Преображенский Гордина не блестящий профессор из бывших. В мятых брюках, мешком обвисающих сзади, в жилетке с множеством карманов — непонятно, что он в них может держать, такие жилеты нужны, если возишься в гараже или вообще как-то трудишься руками. А руки Преображенского ни для какой работы не приспособлены! В этой роли у Гордина руки — выразительнейший инструмент. В первой части спектакля кисти действуют (вернее, бездействуют) как бы отдельно от всей руки, артист помахивает расслабленно висящими крупными кистями, то отгоняя кого-то, то подзывая, то недоуменно или раздраженно вопрошая, то просто через эту свободно в воздухе зависшую кисть выражая кисельное состояние Преображенского. Жест говорящий, транслирующий иронию актера по отношению к герою, ощущающему себя барином, которому все позволено и которому ничего ни за что не будет… На самом деле — будет, и еще как. Всю беспечность, весь самодовольный барский тон сдувает с Преображенского после перерождения пса в Шарикова. Герой Гордина психофизически меняется.

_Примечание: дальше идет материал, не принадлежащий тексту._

PR #352, opened 2018-07-06
Add ParamSpec bindings

sdroege:


src/gobject/auto/param_spec.rs
```diff
@@ -0,0 +1,99 @@
...
+use object::IsA;
+use std::mem;
+use std::ptr;
+use translate::*;
+
+glib_wrapper! {
+    pub struct ParamSpec(Object<ffi::GParamSpec, ffi::GParamSpecClass>);
+
+    match fn {
+        get_type => || ffi::intern(),
```
sdroege: We need a way to override the get_type functions. This one here has a constant, `G_TYPE_PARAMSPEC`

sdroege:
For some reason things like `g_param_spec_bool`, `g_param_spec_int`, etc (all the constructors) are not generated by GIR. Not sure yet why, @EPashkin do you have an idea?

Also how would we best override the `get_type` function? Configuration that takes a string, and that is just put there instead of whatever the GIR says?

Gir_GObject.toml
```diff
@@ -11,15 +11,42 @@ single_version_file = true
...
 [[object]]
 name = "GObject.*"
 status = "ignore"
+
+[[object]]
+name = "GObject.ParamSpec"
+status = "generate"
+    [[object.function]]
+    name = "sink"
+    ignore = true # memory management
```
EPashkin: Please move comment to previous line

src/gobject/auto/param_spec.rs
EPashkin: Agree

EPashkin:
IMHO config string  `get_type: Option<String>` is enough

sdroege:
While at it, I would add the same for ref/copy/unref/free functions the same way. That allows me to get rid of some more manual bindings

EPashkin:
Thanks in advance

src/gobject/auto/param_spec.rs
```diff
@@ -0,0 +1,99 @@
...
+use gobject_ffi as ffi;
+use ffi as glib_ffi;
+use gobject_ffi;
+use object::IsA;
+use std::mem;
+use std::ptr;
+use translate::*;
+
+glib_wrapper! {
+    pub struct ParamSpec(Object<ffi::GParamSpec, ffi::GParamSpecClass>);
```
sdroege: This is actually not a `GObject` but another fundamental type. So I guess we don't really get around manually binding this one after all...

Will update the PR accordingly

sdroege:
Updated accordingly and made use of it in `object.rs` a bit

src/object.rs
```diff
@@ -673,33 +675,32 @@ impl<T: IsA<Object> + SetValue> ObjectExt for T {
...
-            let object = self.to_glib_none().0;
-            let klass = (*object).g_type_instance.g_class as *mut gobject_ffi::GObjectClass;
-            let pspec = gobject_ffi::g_object_class_find_property(klass, property_name.to_glib_none().0);
-            if pspec.is_null() {
+        let pspec = match self.find_property(property_name) {
+            Some(pspec) => pspec,
+            None => {
                 return Err(BoolError("property not found"));
-            }
+            },
```
EPashkin: comma unneeded

src/object.rs
```diff
@@ -673,33 +675,32 @@ impl<T: IsA<Object> + SetValue> ObjectExt for T {
...
+        };
 
-            let writeable = (*pspec).flags & gobject_ffi::G_PARAM_WRITABLE != 0;
-            if !writeable {
-                return Err(BoolError("property is not writeable"));
-            }
+        if !pspec.get_flags().contains(::ParamFlags::WRITABLE) {
```
EPashkin: Maybe flags need check for `CONSTRUCT_xxx`, some properties have WRITABLE and CONSTRUCT_ONLY, so actually not writable

sdroege: Thanks, good idea :) Will change in a few minutes

src/object.rs
sdroege: done

src/object.rs
sdroege: done

src/object.rs
EPashkin: Strange, I still see it, and in other `match self.find_property` down too.
Seems you forgot to push 😉

sdroege: I indeed forgot to push it, yes :) Thanks

sdroege:
All green :)

EPashkin:
👍 then

src/param_spec.rs
```diff
@@ -0,0 +1,241 @@
...
+        }
+    }
+
+    pub fn value_array(name: &str, nick: &str, blurb: &str, element_spec: &ParamSpec, flags: ParamFlags) -> Option<ParamSpec> {
+        unsafe {
+            from_glib_none(ffi::g_param_spec_value_array(name.to_glib_none().0, nick.to_glib_none().0, blurb.to_glib_none().0, element_spec.to_glib_none().0, flags.to_glib()))
+        }
+    }
+
+
```
GuillaumeGomez: Extra empty line.

src/param_spec.rs
```diff
@@ -0,0 +1,241 @@
...
+    pub fn variant<'a, P: Into<Option<&'a ::Variant>>>(name: &str, nick: &str, blurb: &str, type_: &::VariantTy, default_value: P, flags: ParamFlags) -> Option<ParamSpec> {
+        unsafe {
+            let default_value = default_value.into();
+            from_glib_none(ffi::g_param_spec_variant(name.to_glib_none().0, nick.to_glib_none().0, blurb.to_glib_none().0, type_.to_glib_none().0, default_value.to_glib_none().0, flags.to_glib()))
+        }
+    }
+
```
GuillaumeGomez: Extra empty line.

src/param_spec.rs
sdroege: fixed

src/param_spec.rs
sdroege: fixed

sdroege:
And green again :)

GuillaumeGomez:
Thanks!

PR #354, opened 2018-07-06
Add ValueArray bindings

sdroege:
Can't be autogenerated because all the functions return the array itself, and because it's `from_glib_none` each function would create a copy of the whole array.

Also manually added the `Deref` impls, very useful


EPashkin:
Looks good, thanks

GuillaumeGomez:
Thanks!

PR #361, opened 2018-07-27
Implement work-around for thread IDs potentially being re-usable by t…

sdroege:
…he OS


GuillaumeGomez:
:+1: But I might have miss something so waiting confirmation from @EPashkin.

EPashkin:
@sdroege Thanks, good idea. 👍

PR #362, opened 2018-07-28
Add Quark type

GuillaumeGomez:


src/quark.rs
```diff
@@ -0,0 +1,66 @@
...
+        }
+    }
+
+    pub fn intern_string(s: &str) -> Option<String> {
+        unsafe {
+            from_glib_none(ffi::g_intern_string(s.to_glib_none().0))
+        }
+    }
+
+    pub fn intern_static_string(s: &str) -> Option<String> {
```
GuillaumeGomez: I'm just worry about this implementation: do we have ownership on the returned string or not? If so, we'll have issues because we're not supposed to free it...

EPashkin: `from_glib_none` IMHO is right, but this function don't make sense in rust and better not implemented.
Also it already in https://github.com/gtk-rs/glib/blob/master/src/auto/functions.rs#L614 and better ignored with `intern_string`

GuillaumeGomez: Sounds good to me!

GuillaumeGomez:
Removed the two functions.

src/quark.rs
```diff
@@ -0,0 +1,54 @@
...
+
+    pub fn from_static_string(s: &'static str) -> Quark {
+        unsafe {
+            from_glib(ffi::g_quark_from_static_string(s.to_glib_none().0))
+        }
+    }
+
+    pub fn to_string(&self) -> Option<String> {
+        unsafe {
+            from_glib_none(ffi::g_quark_to_string(self.to_glib()))
```
sdroege: The return value has static lifetime and is never NULL. You can directly use CStr here and return a static string slice

src/quark.rs
```diff
@@ -0,0 +1,54 @@
...
+impl Quark {
+    pub fn from_string(s: &str) -> Quark {
+        unsafe {
+            from_glib(ffi::g_quark_from_string(s.to_glib_none().0))
+        }
+    }
+
+    pub fn from_static_string(s: &'static str) -> Quark {
+        unsafe {
+            from_glib(ffi::g_quark_from_static_string(s.to_glib_none().0))
```
sdroege: This is wrong. The string passed to C must have static lifetime but due to conversion it doesn't here, is only in this scope.

We can't bind this function in a meaningful way due to the difference between C and Rust strings. The trailing 0

GuillaumeGomez: So I just remove it as well?

src/quark.rs
sdroege: The returned string here is the same as below in to_string(). Static string slice would be correct

But you can't bind the static variant, only the other. And both intern functions are not very useful in Rust

src/quark.rs
sdroege: Yes

GuillaumeGomez: Ok!

src/quark.rs
```diff
@@ -0,0 +1,54 @@
...
+use ffi;
+use translate::*;
+
+#[repr(C)]
+pub struct Quark(ffi::GQuark);
+
+impl Quark {
+    pub fn from_string(s: &str) -> Quark {
+        unsafe {
+            from_glib(ffi::g_quark_from_string(s.to_glib_none().0))
```
sdroege: If you want to prevent a copy, you could make this one here use to_glib_full() and have it call the static variant of the function. Same overall behaviour but one less copy

EPashkin:
@GuillaumeGomez Please remove generated `intern_(static_)?string` too

GuillaumeGomez:
@EPashkin They're already removed no? Or are you talking about something outside of `Quark`?

src/quark.rs
```diff
@@ -0,0 +1,50 @@
...
+// See the COPYRIGHT file at the top-level directory of this distribution.
+// Licensed under the MIT license, see the LICENSE file or <http://opensource.org/licenses/MIT>
+
+use ffi;
+use translate::*;
+
+use std::ffi::CStr;
+
+#[repr(C)]
+pub struct Quark(ffi::GQuark);
```
sdroege: Now also add Eq and PartialEq and Clone and Copy impls :) You can derive them, those are the correct ones

Otherwise all good and perfect

EPashkin:
@GuillaumeGomez I talking about https://github.com/gtk-rs/glib/blob/master/src/auto/functions.rs#L614

src/quark.rs
sdroege: I guess Hash and the Ord ones too

GuillaumeGomez:
@EPashkin If I remove them, we won't have access to the intern string anywhere. If it's what you want then I'll just remove them.

src/quark.rs
GuillaumeGomez: Ok! ;)

sdroege:
That API makes no sense from Rust, you can remove :)

EPashkin:
@GuillaumeGomez Yes, I think that both function unusable in rust

GuillaumeGomez:
I did. I think it's a first for me to remove things instead of adding ones haha.

GuillaumeGomez:
Updated.

sdroege:
Perfect, I'm offline again :)

EPashkin:
👍

GuillaumeGomez:
Thanks to both of you for your reviews! :)

Issue #363, opened 2018-07-29
Move `ErrorDomain` trait to safe `GQuark` bindings


sdroege:
See summary. Now that we have `GQuark` bindings we should also make use of them :)

@GuillaumeGomez Something for you?

GuillaumeGomez:
You can do it too if you want. lot of work on rustdoc. ;)

EPashkin:
@sdroege You meant something like this?
```rust
pub trait ErrorDomain: Copy {
    /// Returns the quark identifying the error domain.
    ///
    /// As returned from `g_some_error_quark`.
    fn domain() -> Quark;
```
```rust
impl ErrorDomain for FileError {
    fn domain() -> glib_ffi::GQuark {
        unsafe { from_glib(glib_ffi::g_file_error_quark()) }
    }
```
Then it IMHO work for me as git need change too.

sdroege:
Yes, exactly that.

EPashkin:
@GuillaumeGomez All 4 PR linked to issue IMHO ready for merge

GuillaumeGomez:
I assume it's normal they're all failing?

EPashkin:
Yes, only gtk that I will add latter must pass CI before merge

GuillaumeGomez:
Done!

sdroege:
Let's close this one then, all but gtk done :)

PR #364, opened 2018-07-29
Error domain quark

EPashkin:
Part of #363 

cc @GuillaumeGomez, @sdroege


sdroege:
Looks good to go to me but needs regen everywhere

GuillaumeGomez:
Then let's regen everywhere! :)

Его сковывает, почти парализует от страха и стыда. Он сутулится, горбится, сжимается. Обмирает. От приближающегося Шарикова всячески пытается отодвинуться, отшатнуться, подобраться, лишь бы не соприкоснуться с ним. Руки, как и все тело, теряют свободу. Если Преображенский и вымучивает из себя жест, то он осторожный и «точечный»: не всей ладонью, а одним пальцем он тыкает в свое оказавшееся таким неприятным и ненужным создание. Безнадежность, полная, окончательная безнадежность — вот что исходит от понурой, словно ставшей меньше ростом фигуры Гордина. Не понимающий немецкого языка и, в общем, не слишком оснащенный знаниями профессор (чего стоят его «рекомендации» пациенту: «чем хотите — тем и мажьте») на самом деле умен и способен осознать случившееся сразу и в полном объеме: произошло непоправимое. Эксперимент не просто провалился, он нарушил какое-то важнейшее равновесие в мире, и теперь ничто не поможет, ничто не исправит ошибку. В том числе — обратная переделка Шарикова в пса.

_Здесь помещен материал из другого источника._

PR #476, opened 2019-04-26
Port to futures 0.3

sdroege:
While this requires nightly, the API is now stabilized and will become part of Rust 1.36. IMHO we should merge this now so that it can all get wider testing.

### DIFF
--- a/src/main_context_futures.rs
+++ b/src/main_context_futures.rs
@@ -3,16 +3,18 @@
 // Licensed under the MIT license, see the LICENSE file or <http://opensource.org/licenses/MIT>
 
 use futures;
-use futures::executor::{Executor, SpawnError};
+use futures::future::{FutureObj, LocalFutureObj};
 use futures::prelude::*;
-use futures::task::{LocalMap, UnsafeWake, Waker};
-use futures::{Async, Future, Never};
+use futures::task::{
+    Context, LocalSpawn, Poll, RawWaker, RawWakerVTable, Spawn, SpawnError, Waker,
+};
 use get_thread_id;
 use glib_sys;
 use std::mem;
 use std::ptr;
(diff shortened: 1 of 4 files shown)


GuillaumeGomez:
Looks good to me, thanks! And yes, the sooner the better.

sdroege:
Great, thanks. Waiting for @EPashkin's opinion and the "OK" for all the other PRs and then let's get merging

sdroege:
> and then let's get merging

Note that I have to update all PRs before merging apart from glib and gir once those two are merged.

EPashkin:
@sdroege Big thanks.
As we have some fixes for previous release maybe better do release first?
Then we have 3 month until stable 1.36 for testing.

sdroege:
The idea would be to include it in this release already so people actually start testing. Almost nobody is using git :)

EPashkin:
Ok

sdroege:
Ok, then I'll merge this and update the other ones in a bit.

src/main_context_futures.rs
```diff
@@ -283,17 +314,17 @@ impl MainContext {
...
+                future::ready(())
             });
 
-            let f: *mut Future<Item = (), Error = Never> = Box::into_raw(Box::new(f));
-            // XXX: Transmute to get a 'static lifetime here, super unsafe
-            let f: *mut (Future<Item = (), Error = Never> + 'static) = mem::transmute(f);
-            let f: Box<Future<Item = (), Error = Never> + 'static> = Box::from_raw(f);
+            // Super-unsafe: We transmute here to get rid of the 'static lifetime
+            let f = LocalFutureObj::new(Box::new(f));
+            let f: (LocalFutureObj<'static, ()>) = mem::transmute(f);
```
EPashkin: IMHO comment now has wrong part "get rid" instead just "get"

PR #477, opened 2019-04-26
Run futures code and tests when building with nightly

sdroege:


EPashkin:
Seems this need be after examples

sdroege:
No, this fails for other reasons. Will investigate.

The examples might still fail until all PRs are merged though.

sdroege:
Yeah, silly :) Because it was stabilized now I need to remove the `#![feature]` thingy.

GuillaumeGomez:
It builds but fails because examples don't have `futures` feature.

sdroege:
Yeah, I misread. So this is fine and we need to go through the crates one by one as usual and do the examples as the last one.

sdroege:
Once https://github.com/gtk-rs/examples/pull/240 is in, this one here should also succeed.

sdroege:
@GuillaumeGomez travis is green :)

GuillaumeGomez:
Thanks!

Долгий диалог с Борменталем (Илья Шляга), ночной разговор под водку, когда нужно решиться на что-то страшное, устранить из жизни проблему, проводится Гординым как мучительное признание в собственном бессилии. Он придавлен грехом — результатом своей беспечности, игривой самонадеянности, и его очень жаль — на мой взгляд, не меньше, чем саму жертву, Шарикова, в котором замечательный Андрей Максимов играет и обаяние, и трогательность, и отвратительную вульгарность, и робкую надежду на любовь, и жадное желание быть нужным. Одиночеством и тотальным несчастьем наказаны оба — и профессор «Франкенштейн», и его Создание. Потеря человечности произошла не то что у кого-то конкретно — эта беда пришла в мир и коснулась всех в нем, а жестоко избивающий Шарикова Борменталь лишь самое наглядное доказательство вселенской катастрофы.

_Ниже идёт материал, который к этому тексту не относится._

PR #479, opened 2019-05-09
add manual bindings for GRecMutex

gdesmott:
@sdroege : I'll need this for https://gitlab.freedesktop.org/gstreamer/gstreamer-rs/issues/161

Thanks to @GuillaumeGomez for helping me implementing this during the hackfest. :)

### DIFF
--- a/src/rec_mutex.rs
+++ b/src/rec_mutex.rs
@@ -1,0 +1,118 @@
+// Copyright 2019, The Gtk-rs Project Developers.
+// See the COPYRIGHT file at the top-level directory of this distribution.
+// Licensed under the MIT license, see the LICENSE file or <http://opensource.org/licenses/MIT>
+
+use glib_sys;
+use std::mem;
+use translate::{from_glib, Stash, ToGlibPtr};
+
+#[derive(Debug)]
+pub enum RecMutex<'a> {
+    Owned(glib_sys::GRecMutex),
+    Borrowed(&'a glib_sys::GRecMutex),
+}
+
+impl<'a> RecMutex<'a> {
+    pub fn new() -> Self {
+        let rec_mutex = unsafe {
+            let mut mutex = mem::zeroed();
+            glib_sys::g_rec_mutex_init(&mut mutex);
+            mutex
+        };
+        RecMutex::Owned(rec_mutex)
+    }
+
+    #[doc(hidden)]
+    pub unsafe fn borrow(rec_mutex: &'a glib_sys::GRecMutex) -> Self {
+        RecMutex::Borrowed(rec_mutex)
+    }
+
+    pub fn lock(&self) -> RecMutexGuard {
+        unsafe {
+            glib_sys::g_rec_mutex_lock(self.as_ptr());
+        }
+        RecMutexGuard { rec_mutex: self }
+    }
+
+    pub fn try_lock(&self) -> Option<RecMutexGuard> {
+        let locked = unsafe { from_glib(glib_sys::g_rec_mutex_trylock(self.as_ptr())) };
+
+        if locked {
+            Some(RecMutexGuard { rec_mutex: self })
+        } else {
+            None
+        }
+    }
+
+    #[doc(hidden)]
+    fn as_ptr(&self) -> *mut glib_sys::GRecMutex {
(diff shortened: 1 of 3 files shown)


src/rec_mutex.rs
```diff
@@ -0,0 +1,117 @@
...
+    pub fn new() -> Self {
+        let rec_mutex = unsafe {
+            let mut mutex = mem::zeroed();
+            glib_sys::g_rec_mutex_init(&mut mutex);
+            mutex
+        };
+        RecMutex::Owned(rec_mutex)
+    }
+
+    pub fn from_glib_none(rec_mutex: &'a glib_sys::GRecMutex) -> Self {
```
GuillaumeGomez: Maybe add a `#[doc(hidden)]` in here.

src/rec_mutex.rs
```diff
@@ -0,0 +1,117 @@
...
+        let locked = unsafe { from_glib(glib_sys::g_rec_mutex_trylock(self.as_mut_ptr())) };
+
+        if locked {
+            Some(RecMutexGuard { rec_mutex: self })
+        } else {
+            None
+        }
+    }
+
+    fn as_mut_ptr(&self) -> *mut glib_sys::GRecMutex {
```
GuillaumeGomez: Maybe add a `#[doc(hidden)]` in here.

GuillaumeGomez:
The implementation looks good to me. Just a few things we should hide to users but that's it. Good work!

sdroege:
If we decide to add these, I'd recommend first of all adding the normal mutex. I don't think it's a good idea to provide these in the bindings as user-facing API though. If anything it should be used internally for interaction with existing C code. The mutexes/etc in the standard library are better.

@gdesmott see also how I used `GMutex` and `GRecMutex` in `gstreamer-rs` internally in a few places already.

src/rec_mutex.rs
```diff
@@ -0,0 +1,119 @@
...
+        let rec_mutex = unsafe {
+            let mut mutex = mem::zeroed();
+            glib_sys::g_rec_mutex_init(&mut mutex);
+            mutex
+        };
+        RecMutex::Owned(rec_mutex)
+    }
+
+    #[doc(hidden)]
+    pub fn from_glib_none(rec_mutex: &'a glib_sys::GRecMutex) -> Self {
```
sdroege: This is not really a `from_glib_none()`. It does not give us an owned version of the thing, like all other `from_glib_none` do.

Maybe instead let's call it just `borrow`? Also unclear if this shouldn't be `unsafe`. If you initialize ` GRecMutex` with random data then this will probably cause crashes, and you can safely initialize a `GRecMutex` struct with random data.

In `gstreamer-rs` I have such things as `unsafe fn from_ptr<'a>(ptr: *const X) -> &'a Y`.

src/rec_mutex.rs
```diff
@@ -0,0 +1,119 @@
...
+
+        if locked {
+            Some(RecMutexGuard { rec_mutex: self })
+        } else {
+            None
+        }
+    }
+
+    #[doc(hidden)]
+    fn as_mut_ptr(&self) -> *mut glib_sys::GRecMutex {
```
sdroege: Also `as_ptr()` for consistency?

sdroege:
> The mutexes/etc in the standard library are better.

To extend on this, the Rust model is to protect data and not code. The Rust mutexes are containers around data, while the GLib ones are only protecting code.

gdesmott:
I no longer need this so feel free to WONTFIX if you think that's not worst adding to glib-rs.
If not I'll be happy to write similar bindings for `GMutex`.

gdesmott:
If we actually do want this, @GuillaumeGomez suggested another `lock` API taking a `FnOnce` which will be called right away after locking the mutex. This would match better the "mutex protecting code" semantic you described.

sdroege:
I don't think it would be a good idea to merge this as its behaviour is less safe and different to how Rust mutexes work.

gdesmott:
It's up to you and @GuillaumeGomez, I don't really care as a I no longer need it for my bindings. Feel free to close.

gdesmott:
Let's close this for now, we can easily resurrect it later if needed.

PR #482, opened 2019-05-12
Add Array<T> & ArrayPtr

elmarco:


src/translate.rs
```diff
@@ -921,9 +921,19 @@ where T: GlibPtrDefault + ToGlibPtr<'a, <T as GlibPtrDefault>::GlibType> {
 
 pub struct Array(*mut glib_sys::GArray);
 
+impl Array {
+    fn new(zero_terminated: bool, clear: bool, element_size: usize) -> Self {
```
GuillaumeGomez: If you store `T` in `Array` directly (through `PhantomData`), `element_size` becomes useless as argument.

src/translate.rs
```diff
@@ -921,9 +921,19 @@ where T: GlibPtrDefault + ToGlibPtr<'a, <T as GlibPtrDefault>::GlibType> {
...
+                                        clear.to_glib(),
+                                        element_size as u32))
+        }
+    }
+}
+
 impl Drop for Array {
     fn drop(&mut self) {
-        unsafe { glib_sys::g_array_free(self.0, false.to_glib()); }
+        unsafe { glib_sys::g_array_free(self.0, true.to_glib()); }
```
sdroege: Nice one

sdroege:
Thanks, looks good to me but we could do the element size nicer indeed

elmarco:
I am not quite happy with the current `impl<'a, T> ToGlibContainerFromSlice<'a, *mut glib_sys::GArray> for T`

I think it should not build a `GArray<T*>`, but a `GArray<T>`.

So that [T] -> `GArray<T>`
And [&T] -> `GArray<T*>`

Does that make sense?

elmarco:
I think this is getting a bit too convoluted. GList/GSList are simpler, GPtrArray is too, as they all use pointers to elements.

Maybe we shouldn't implement ToGlibContainerFromSlice for GArray after all. And only let the caller correctly allocate/create a GArray, with more wrapped functions (set_size/append/index...)

sdroege:
> And [&T] -> `GArray<T*>`

That would be unsafe as there's nothing that would enforce the lifetime rules, especially with arrays being refcounted.

> Maybe we shouldn't implement ToGlibContainerFromSlice for GArray after all. And only let the caller correctly allocate/create a GArray, with more wrapped functions (set_size/append/index...)

Yes, similar to the `ByteArray` API you added in another PR. That would make sense and allow for implementing special cases that we can't automatically handle manually.

Nonetheless we should be able to handle this somehow. It's not really different from the `Vec<_>` / `&[_]` situation. Based on the type, either pointers or flat values are stored. It should be possible to handle `GArray` the same way.

sdroege:
https://github.com/gtk-rs/gir/issues/596 is also related to this

sdroege:
@elmarco What's the status of this?

elmarco:
@sdroege it could use some help & reviews. The travis failure looks unrelated.

sdroege:
Those failures should be gone when retrying with the latest version now (can you rebase?). What other help do you need, what is missing here? :)

majorz:
The NetworkManager client library makes heavy usage of GPtrArray, but it seems that it needs to be parametrized as well - PtrArray<T>.

An example here:
```
<array name="GLib.PtrArray" c:type="GPtrArray*">
  <type name="Connection"/>
</array>
```

I've been experimenting with it and hopefully I will PR it once I have it working (here and the generation part on the gir repo).

sdroege:
> I've been experimenting with it and hopefully I will PR it once I have it working (here and the generation part on the gir repo).

Instead of proper bindings for it you could also go with the same approach that is currently done for `GList`, etc. and have it convert between slices/`Vec` at the FFI boundary.

majorz:
Thanks for the advice. That is closer to the manual solution I initially did. I will start looking into the `GList` approach.

sdroege:
Check `translate.rs` for `GList`. It's mostly a matter of implementing some traits, and then ideally also teaching `gir` about autogenerating that code.

majorz:
That worked really well! I already looked at the gir sources for a few days last week and now I got quick results just by redoing the same steps as for GList and GSList. Since I did it all by copy/pasting, I will need more time to figure out some of the details. Also I need to verify things are actually working properly after compilation, but at least the code looks right and compiles. I hope to be ready with the PRs in a few days.

majorz:
Finally did all the testing with the NetworkManager client library - works like a charm. I extracted the PtrArray part from this PR and added it in #559.

sdroege:
Let's close this one for now then.

Issue #483, opened 2019-05-12
Object::new() bug


antoyo:
Hi.
The following code:
```rust
let window: gtk::Window = glib::Object::new(gtk::Window::static_type(), &[("type", &WindowType::Toplevel)])
    .unwrap().downcast().unwrap();
```
triggers the following errors at runtime:
```
(.:26952): GLib-GObject-CRITICAL **: 10:05:57.685: g_object_get_qdata: assertion 'G_IS_OBJECT (object)' failed

(.:26952): GLib-GObject-WARNING **: 10:05:57.685: invalid unclassed pointer in cast to 'GtkWindow'

(.:26952): Gtk-CRITICAL **: 10:05:57.685: gtk_window_get_type_hint: assertion 'GTK_IS_WINDOW (window)' failed

(.:26952): GLib-GObject-CRITICAL **: 10:05:57.685: g_object_get_qdata: assertion 'G_IS_OBJECT (object)' failed

(.:26952): GLib-GObject-WARNING **: 10:05:57.686: invalid unclassed pointer in cast to 'GtkWindow'

(.:26952): Gtk-CRITICAL **: 10:05:57.686: gtk_window_get_decorated: assertion 'GTK_IS_WINDOW (window)' failed

(.:26952): GLib-GObject-WARNING **: 10:05:57.686: invalid unclassed pointer in cast to 'GtkWidget'

(.:26952): Gtk-CRITICAL **: 10:05:57.686: gtk_widget_get_toplevel: assertion 'GTK_IS_WIDGET (widget)' failed

(.:26952): GLib-GObject-CRITICAL **: 10:05:57.686: g_object_unref: assertion 'G_IS_OBJECT (object)' failed
```
while the following code works:
```rust
use std::ffi::CString;
use glib::translate::*;
let type_property = CString::new("type").unwrap();
let typ = WindowType::Toplevel.to_glib();
let null: *mut gobject_sys::GObject = std::ptr::null_mut();
let window: gtk::Window =
    unsafe {
        gtk::Widget::from_glib_none(gobject_sys::g_object_new(
            gtk::Window::static_type().to_glib(),
            type_property.as_ptr(), typ,
            null) as *mut _
        ).downcast().expect("downcast")
    };
```
Is the first code wrong or is it a bug in `Object::new()`?
Thanks.

sdroege:
see https://github.com/gtk-rs/glib/pull/484

PR #484, opened 2019-05-12
Always ref-sink after g_object_new() if the type inherits from GIniti…

sdroege:
…allyUnowned

Independent of it still being actually floating or not.

Fixes https://github.com/gtk-rs/glib/issues/483

### DIFF
--- a/src/object.rs
+++ b/src/object.rs
@@ -882,7 +882,7 @@ impl Object {
             let ptr = gobject_sys::g_object_newv(type_.to_glib(), params_c.len() as u32, mut_override(params_c.as_ptr()));
             if ptr.is_null() {
                 Err(glib_bool_error!("Can't instantiate object"))
-            } else if gobject_sys::g_object_is_floating(ptr) != glib_sys::GFALSE {
+            } else if type_.is_a(&InitiallyUnowned::static_type()) {
                 Ok(from_glib_none(ptr))
             } else {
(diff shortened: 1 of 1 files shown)


src/object.rs
```diff
@@ -882,7 +882,7 @@ impl Object {
             let ptr = gobject_sys::g_object_newv(type_.to_glib(), params_c.len() as u32, mut_override(params_c.as_ptr()));
             if ptr.is_null() {
                 Err(glib_bool_error!("Can't instantiate object"))
-            } else if gobject_sys::g_object_is_floating(ptr) != glib_sys::GFALSE {
+            } else if gobject_sys::g_type_is_a(type_.to_glib(), gobject_sys::g_initially_unowned_get_type()) != glib_sys::GFALSE {
```
antoyo: Could we do something like:
```rust
type::is_a::<glib::object::InitiallyUnowned>()
```
?

sdroege: Yes, does that work?

antoyo: I don't know. I can try it if you want.

antoyo: The following works:
```rust
type_.is_a(&glib::object::InitiallyUnowned::static_type())
```

sdroege: Thanks, updated :)

sdroege:
Will merge once the CI is through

Преображенский в финале расхристан, расхлябан, под пальто с лисьим воротником у него несвежее исподнее, он шатается от водки и горя, и все, что ему осталось, — это неизбывная вина. Глубоко прочувствованная, доставшая некогда вальяжного сытого персонажа до самого нутра. Дальше можно только бесполезно каяться, долго-долго гладя по голове прооперированного вновь парня, обнимая его и бормоча жалкие слова.
Сильно, подробно, смело сыгранная крутая парабола. Тут и про героя, и про мир. И никакой возможности забыться и отвлечься, сколько ни включай Скрябина на бобинном магнитофоне.
Май 2024 г.
Комментарии (0)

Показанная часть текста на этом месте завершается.